ACTIVITY: Find the count of lines in the material below that include the word "checks". State nothing but that number.

++++ DATA ++++

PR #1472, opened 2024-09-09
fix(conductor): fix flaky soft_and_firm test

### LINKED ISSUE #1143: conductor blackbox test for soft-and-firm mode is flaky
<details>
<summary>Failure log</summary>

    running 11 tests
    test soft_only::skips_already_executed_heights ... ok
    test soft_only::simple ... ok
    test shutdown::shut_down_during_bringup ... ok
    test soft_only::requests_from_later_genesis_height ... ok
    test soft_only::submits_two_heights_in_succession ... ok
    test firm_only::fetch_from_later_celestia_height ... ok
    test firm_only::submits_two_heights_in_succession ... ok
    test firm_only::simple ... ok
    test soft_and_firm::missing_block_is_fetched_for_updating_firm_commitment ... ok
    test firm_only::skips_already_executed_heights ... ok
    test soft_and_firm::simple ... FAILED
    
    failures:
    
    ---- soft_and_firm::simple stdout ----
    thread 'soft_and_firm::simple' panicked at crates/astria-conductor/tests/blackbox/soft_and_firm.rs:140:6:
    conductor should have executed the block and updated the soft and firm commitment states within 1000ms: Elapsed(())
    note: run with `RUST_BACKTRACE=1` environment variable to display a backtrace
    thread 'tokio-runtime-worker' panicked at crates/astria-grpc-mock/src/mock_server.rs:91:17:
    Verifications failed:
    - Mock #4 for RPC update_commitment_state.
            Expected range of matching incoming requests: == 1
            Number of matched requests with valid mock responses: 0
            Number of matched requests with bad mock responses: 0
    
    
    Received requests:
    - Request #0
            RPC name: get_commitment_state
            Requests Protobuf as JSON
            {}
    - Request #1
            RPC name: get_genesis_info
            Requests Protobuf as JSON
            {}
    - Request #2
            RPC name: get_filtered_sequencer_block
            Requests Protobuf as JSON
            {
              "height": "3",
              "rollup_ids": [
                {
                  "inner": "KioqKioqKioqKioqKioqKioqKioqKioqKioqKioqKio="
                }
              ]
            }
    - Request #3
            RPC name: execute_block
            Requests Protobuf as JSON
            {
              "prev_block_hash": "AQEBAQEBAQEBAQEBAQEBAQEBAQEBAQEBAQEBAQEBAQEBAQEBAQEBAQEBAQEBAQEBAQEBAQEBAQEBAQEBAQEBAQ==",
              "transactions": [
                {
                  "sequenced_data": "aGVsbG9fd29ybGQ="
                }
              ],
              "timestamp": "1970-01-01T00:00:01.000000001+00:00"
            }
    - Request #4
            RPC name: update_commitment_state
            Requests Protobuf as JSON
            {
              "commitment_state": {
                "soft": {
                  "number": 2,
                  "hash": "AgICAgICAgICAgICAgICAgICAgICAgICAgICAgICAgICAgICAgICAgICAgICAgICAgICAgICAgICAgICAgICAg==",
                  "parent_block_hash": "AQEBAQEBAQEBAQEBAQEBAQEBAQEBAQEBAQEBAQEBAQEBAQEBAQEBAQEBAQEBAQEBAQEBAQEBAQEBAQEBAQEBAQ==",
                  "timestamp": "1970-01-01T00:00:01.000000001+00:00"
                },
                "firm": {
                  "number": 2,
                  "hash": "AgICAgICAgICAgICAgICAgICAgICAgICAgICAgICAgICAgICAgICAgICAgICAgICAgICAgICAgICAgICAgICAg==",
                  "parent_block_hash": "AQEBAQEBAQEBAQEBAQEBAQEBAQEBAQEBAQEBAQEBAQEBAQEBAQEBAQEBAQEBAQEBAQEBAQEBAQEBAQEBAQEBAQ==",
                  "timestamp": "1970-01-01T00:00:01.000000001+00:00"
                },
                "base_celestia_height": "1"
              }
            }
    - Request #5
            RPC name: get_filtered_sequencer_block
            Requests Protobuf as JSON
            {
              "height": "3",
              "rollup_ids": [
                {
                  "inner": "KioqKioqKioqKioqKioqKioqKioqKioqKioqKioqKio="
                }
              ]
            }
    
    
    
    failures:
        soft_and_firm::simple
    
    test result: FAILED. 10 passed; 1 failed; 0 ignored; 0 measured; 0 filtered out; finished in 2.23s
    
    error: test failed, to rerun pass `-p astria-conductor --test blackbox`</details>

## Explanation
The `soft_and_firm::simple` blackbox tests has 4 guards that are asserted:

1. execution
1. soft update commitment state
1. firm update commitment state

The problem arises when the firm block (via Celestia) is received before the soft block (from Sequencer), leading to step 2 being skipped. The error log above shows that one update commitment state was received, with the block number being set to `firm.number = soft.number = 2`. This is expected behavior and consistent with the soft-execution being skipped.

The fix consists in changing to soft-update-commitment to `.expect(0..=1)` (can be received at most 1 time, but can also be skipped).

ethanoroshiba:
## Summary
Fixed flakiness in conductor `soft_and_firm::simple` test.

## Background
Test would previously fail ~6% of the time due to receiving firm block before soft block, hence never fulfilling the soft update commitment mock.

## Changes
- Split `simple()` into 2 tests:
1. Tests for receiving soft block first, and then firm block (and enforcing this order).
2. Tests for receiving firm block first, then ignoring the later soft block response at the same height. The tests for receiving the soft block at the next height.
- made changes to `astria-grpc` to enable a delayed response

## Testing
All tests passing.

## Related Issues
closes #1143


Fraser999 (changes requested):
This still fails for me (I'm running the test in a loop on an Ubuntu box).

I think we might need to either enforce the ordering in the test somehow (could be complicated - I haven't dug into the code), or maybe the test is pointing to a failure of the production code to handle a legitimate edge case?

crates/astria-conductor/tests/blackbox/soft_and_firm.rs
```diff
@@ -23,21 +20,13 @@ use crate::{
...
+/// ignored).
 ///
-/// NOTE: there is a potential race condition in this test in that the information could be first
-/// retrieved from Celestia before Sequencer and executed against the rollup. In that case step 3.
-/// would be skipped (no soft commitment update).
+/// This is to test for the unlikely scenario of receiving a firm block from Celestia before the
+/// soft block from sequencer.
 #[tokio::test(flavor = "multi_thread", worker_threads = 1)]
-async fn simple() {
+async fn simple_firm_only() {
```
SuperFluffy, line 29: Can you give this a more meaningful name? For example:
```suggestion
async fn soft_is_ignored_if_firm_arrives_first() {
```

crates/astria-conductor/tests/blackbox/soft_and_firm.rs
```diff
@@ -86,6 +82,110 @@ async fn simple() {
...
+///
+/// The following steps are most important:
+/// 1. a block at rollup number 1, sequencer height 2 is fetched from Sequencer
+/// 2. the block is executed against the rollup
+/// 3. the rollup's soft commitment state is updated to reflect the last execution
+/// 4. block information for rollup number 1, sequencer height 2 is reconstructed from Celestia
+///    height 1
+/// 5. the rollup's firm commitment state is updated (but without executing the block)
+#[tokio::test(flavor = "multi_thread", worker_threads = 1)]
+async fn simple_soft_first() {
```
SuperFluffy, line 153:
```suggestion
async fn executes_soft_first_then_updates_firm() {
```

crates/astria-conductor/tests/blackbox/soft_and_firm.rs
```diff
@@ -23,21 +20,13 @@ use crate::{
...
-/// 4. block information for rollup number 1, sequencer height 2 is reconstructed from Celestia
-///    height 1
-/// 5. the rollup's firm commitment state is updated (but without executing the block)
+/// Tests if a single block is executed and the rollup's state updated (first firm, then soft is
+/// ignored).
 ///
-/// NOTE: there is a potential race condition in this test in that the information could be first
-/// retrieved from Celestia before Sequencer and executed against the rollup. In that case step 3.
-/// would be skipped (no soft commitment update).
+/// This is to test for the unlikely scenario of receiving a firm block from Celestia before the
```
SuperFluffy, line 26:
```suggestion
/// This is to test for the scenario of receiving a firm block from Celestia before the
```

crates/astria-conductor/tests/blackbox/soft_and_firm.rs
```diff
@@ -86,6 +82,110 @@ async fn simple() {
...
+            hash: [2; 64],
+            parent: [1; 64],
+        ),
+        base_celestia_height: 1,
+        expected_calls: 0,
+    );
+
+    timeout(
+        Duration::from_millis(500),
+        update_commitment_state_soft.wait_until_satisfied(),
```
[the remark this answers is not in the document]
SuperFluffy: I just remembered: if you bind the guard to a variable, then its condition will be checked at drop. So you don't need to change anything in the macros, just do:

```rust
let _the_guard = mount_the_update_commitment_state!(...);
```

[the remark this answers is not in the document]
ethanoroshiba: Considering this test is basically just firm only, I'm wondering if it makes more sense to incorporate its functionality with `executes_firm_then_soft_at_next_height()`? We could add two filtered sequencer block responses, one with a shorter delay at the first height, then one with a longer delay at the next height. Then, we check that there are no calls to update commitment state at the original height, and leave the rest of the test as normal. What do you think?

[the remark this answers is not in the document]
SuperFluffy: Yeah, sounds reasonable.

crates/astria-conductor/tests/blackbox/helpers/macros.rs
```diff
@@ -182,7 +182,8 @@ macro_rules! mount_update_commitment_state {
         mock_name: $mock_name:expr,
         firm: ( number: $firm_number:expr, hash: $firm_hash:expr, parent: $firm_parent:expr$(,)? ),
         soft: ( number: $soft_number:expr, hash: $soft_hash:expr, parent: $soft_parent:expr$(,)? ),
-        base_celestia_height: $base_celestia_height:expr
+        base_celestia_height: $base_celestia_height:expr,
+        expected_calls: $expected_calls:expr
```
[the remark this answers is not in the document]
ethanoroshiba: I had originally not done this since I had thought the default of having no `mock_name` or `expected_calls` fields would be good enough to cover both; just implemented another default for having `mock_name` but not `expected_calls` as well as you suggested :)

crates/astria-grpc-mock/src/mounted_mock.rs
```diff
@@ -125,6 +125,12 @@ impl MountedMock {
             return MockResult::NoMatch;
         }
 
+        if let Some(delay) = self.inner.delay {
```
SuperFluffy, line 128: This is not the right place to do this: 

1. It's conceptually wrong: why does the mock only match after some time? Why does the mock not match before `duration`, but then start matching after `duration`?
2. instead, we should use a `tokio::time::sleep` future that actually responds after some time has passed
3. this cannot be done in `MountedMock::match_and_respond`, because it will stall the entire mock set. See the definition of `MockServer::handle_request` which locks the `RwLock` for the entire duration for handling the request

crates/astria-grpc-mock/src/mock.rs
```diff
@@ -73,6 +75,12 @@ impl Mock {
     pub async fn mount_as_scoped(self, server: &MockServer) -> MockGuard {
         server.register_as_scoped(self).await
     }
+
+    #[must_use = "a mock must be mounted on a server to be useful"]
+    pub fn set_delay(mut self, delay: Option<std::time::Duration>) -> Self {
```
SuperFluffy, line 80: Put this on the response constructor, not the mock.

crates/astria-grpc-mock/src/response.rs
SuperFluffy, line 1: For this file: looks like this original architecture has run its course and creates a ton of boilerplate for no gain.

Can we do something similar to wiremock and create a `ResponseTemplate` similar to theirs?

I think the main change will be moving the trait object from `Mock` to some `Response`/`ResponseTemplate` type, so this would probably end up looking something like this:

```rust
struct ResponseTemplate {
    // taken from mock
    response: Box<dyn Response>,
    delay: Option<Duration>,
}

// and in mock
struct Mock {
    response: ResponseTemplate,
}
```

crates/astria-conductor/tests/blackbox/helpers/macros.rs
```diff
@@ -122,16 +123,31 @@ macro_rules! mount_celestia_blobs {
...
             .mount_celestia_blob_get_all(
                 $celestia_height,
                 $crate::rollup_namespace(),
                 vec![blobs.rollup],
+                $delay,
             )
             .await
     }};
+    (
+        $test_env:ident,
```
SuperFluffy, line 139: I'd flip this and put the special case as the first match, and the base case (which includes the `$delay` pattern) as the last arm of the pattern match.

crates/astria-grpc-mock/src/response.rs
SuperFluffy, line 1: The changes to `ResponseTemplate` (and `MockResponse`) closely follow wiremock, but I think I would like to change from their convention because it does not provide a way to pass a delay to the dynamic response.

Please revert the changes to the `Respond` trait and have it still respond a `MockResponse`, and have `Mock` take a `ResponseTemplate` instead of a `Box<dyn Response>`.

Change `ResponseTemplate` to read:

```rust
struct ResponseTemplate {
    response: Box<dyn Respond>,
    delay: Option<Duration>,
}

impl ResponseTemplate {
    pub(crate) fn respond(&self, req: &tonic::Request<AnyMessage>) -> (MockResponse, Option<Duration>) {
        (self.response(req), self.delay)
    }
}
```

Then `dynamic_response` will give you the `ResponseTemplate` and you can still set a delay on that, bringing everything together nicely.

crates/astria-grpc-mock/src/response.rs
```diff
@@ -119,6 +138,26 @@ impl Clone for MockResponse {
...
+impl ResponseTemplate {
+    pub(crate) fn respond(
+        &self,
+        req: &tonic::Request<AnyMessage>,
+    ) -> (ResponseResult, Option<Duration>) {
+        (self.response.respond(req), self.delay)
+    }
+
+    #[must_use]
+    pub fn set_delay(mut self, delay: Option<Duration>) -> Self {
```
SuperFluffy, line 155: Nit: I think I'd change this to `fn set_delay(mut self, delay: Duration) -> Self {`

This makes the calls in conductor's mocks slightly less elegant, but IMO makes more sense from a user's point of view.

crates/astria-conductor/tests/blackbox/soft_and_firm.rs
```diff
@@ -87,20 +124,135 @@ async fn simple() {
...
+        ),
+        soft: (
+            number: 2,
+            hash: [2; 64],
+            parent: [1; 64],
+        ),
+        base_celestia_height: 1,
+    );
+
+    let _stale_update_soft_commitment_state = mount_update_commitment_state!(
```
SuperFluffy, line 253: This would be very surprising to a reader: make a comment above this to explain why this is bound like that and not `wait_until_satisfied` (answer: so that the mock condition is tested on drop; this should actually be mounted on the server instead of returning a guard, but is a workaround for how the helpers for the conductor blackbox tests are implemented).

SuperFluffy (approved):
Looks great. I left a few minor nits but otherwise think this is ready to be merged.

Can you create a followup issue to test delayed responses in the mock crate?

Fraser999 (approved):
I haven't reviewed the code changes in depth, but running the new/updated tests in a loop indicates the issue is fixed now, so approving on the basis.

++++
++++ DATA ++++

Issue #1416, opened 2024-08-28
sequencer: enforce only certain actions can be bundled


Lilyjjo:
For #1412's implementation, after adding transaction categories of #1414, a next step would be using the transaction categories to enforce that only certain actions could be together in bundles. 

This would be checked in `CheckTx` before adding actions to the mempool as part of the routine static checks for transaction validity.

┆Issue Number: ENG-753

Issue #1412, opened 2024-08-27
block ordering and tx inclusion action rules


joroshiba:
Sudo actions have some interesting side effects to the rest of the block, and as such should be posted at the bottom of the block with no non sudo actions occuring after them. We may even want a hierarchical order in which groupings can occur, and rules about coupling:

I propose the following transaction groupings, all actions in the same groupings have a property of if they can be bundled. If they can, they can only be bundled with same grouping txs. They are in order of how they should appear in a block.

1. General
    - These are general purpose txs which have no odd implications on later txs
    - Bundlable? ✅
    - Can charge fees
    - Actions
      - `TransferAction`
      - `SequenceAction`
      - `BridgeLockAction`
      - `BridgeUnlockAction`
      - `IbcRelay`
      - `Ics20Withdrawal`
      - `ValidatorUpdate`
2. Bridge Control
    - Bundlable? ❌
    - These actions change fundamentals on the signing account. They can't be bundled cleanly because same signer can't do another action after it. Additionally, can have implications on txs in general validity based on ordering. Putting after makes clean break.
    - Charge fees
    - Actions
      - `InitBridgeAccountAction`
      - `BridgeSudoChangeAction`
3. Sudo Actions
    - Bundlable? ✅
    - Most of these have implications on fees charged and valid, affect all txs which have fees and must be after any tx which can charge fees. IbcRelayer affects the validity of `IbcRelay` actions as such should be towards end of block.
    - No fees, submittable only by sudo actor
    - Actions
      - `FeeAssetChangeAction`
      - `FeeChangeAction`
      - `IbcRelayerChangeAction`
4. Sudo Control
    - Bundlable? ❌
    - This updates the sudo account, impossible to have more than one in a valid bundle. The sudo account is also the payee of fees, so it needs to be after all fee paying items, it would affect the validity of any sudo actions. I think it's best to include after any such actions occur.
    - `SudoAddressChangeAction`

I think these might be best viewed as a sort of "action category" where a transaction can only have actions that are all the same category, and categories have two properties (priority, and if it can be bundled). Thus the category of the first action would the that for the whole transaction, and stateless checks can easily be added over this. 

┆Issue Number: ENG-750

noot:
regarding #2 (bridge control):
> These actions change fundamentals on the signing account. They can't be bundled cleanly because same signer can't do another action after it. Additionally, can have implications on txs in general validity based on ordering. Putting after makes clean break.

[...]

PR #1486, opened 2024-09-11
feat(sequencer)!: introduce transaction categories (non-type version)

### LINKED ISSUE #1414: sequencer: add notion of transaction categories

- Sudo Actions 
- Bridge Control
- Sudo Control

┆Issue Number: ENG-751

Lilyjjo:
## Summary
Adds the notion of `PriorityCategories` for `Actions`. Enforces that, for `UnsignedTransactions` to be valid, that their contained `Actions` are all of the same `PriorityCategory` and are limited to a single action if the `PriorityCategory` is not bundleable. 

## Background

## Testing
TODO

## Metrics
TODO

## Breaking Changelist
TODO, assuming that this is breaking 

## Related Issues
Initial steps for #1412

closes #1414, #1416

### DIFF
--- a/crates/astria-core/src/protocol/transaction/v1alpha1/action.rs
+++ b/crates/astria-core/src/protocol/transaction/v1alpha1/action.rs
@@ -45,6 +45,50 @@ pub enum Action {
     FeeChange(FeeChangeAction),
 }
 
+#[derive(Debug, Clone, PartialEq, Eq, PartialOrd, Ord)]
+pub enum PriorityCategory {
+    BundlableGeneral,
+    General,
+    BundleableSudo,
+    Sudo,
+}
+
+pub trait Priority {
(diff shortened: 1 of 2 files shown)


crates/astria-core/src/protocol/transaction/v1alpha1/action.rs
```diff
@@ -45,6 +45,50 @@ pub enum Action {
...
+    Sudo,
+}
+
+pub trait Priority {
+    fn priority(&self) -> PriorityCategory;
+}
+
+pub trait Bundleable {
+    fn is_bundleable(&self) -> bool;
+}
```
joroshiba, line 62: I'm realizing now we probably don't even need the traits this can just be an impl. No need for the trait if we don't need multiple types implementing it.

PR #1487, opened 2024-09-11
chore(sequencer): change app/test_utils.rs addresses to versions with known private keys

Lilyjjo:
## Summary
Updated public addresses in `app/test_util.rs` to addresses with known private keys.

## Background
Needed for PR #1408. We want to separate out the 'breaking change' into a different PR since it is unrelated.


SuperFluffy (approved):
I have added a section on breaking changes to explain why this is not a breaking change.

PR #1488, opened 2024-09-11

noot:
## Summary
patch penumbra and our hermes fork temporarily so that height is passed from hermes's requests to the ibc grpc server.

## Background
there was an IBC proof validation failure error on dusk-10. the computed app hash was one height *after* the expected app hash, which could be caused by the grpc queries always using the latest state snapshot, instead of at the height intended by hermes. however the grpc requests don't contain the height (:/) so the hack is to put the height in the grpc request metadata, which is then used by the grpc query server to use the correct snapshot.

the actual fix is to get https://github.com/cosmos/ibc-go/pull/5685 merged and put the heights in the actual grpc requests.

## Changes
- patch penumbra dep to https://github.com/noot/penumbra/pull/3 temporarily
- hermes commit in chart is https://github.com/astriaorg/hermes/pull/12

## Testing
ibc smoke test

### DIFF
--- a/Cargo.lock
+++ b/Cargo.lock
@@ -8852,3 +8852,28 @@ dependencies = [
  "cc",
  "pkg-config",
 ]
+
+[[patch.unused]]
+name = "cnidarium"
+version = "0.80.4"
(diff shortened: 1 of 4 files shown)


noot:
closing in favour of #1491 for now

++++
++++ DATA ++++

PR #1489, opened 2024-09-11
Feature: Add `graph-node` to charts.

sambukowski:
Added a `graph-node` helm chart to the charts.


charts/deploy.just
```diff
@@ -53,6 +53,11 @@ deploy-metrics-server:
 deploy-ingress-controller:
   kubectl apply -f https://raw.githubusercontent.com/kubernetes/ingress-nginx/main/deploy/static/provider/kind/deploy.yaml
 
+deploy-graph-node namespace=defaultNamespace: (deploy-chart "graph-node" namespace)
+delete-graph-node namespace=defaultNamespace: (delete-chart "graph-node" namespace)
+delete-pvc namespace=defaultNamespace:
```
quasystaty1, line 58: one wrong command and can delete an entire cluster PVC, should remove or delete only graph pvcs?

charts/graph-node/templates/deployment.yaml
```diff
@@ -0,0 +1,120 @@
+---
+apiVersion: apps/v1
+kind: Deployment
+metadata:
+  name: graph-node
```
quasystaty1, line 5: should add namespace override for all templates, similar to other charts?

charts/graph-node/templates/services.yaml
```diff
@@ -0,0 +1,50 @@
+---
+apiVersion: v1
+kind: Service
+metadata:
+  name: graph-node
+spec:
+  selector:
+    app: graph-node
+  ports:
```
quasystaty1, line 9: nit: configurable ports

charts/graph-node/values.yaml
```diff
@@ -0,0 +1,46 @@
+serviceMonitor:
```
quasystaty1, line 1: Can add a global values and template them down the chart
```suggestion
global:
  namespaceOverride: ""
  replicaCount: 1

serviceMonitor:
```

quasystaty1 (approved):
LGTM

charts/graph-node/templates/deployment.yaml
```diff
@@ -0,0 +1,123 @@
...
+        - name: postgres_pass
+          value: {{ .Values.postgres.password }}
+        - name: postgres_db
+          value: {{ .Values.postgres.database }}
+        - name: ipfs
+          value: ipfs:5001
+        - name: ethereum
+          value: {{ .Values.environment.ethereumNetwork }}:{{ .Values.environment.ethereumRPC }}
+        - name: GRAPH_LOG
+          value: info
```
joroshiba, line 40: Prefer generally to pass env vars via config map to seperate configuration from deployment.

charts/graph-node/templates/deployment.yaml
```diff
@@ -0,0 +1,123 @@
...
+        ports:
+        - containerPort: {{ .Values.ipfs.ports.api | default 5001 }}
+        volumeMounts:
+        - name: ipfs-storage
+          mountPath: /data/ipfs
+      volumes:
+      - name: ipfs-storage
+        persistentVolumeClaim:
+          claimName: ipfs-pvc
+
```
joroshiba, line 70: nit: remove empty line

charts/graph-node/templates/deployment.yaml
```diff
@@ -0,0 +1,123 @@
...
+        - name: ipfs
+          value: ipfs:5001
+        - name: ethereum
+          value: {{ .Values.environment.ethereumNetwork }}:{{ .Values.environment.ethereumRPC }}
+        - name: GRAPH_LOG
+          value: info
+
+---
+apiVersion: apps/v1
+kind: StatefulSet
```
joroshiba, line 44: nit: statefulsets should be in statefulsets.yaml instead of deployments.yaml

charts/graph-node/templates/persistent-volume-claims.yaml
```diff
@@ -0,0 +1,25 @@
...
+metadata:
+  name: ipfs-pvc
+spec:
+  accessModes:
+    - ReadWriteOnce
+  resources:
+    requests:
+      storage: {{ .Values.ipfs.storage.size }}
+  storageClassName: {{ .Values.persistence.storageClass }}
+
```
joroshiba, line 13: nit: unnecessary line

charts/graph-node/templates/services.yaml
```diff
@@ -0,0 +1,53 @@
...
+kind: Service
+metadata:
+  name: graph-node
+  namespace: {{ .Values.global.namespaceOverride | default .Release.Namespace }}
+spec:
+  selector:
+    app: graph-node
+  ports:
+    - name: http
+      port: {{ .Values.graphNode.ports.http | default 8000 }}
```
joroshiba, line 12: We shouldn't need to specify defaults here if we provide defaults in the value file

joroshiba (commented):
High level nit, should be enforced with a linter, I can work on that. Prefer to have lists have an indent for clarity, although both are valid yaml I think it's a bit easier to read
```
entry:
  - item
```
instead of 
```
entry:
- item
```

++++

ANSWER TO THE EXERCISE: 2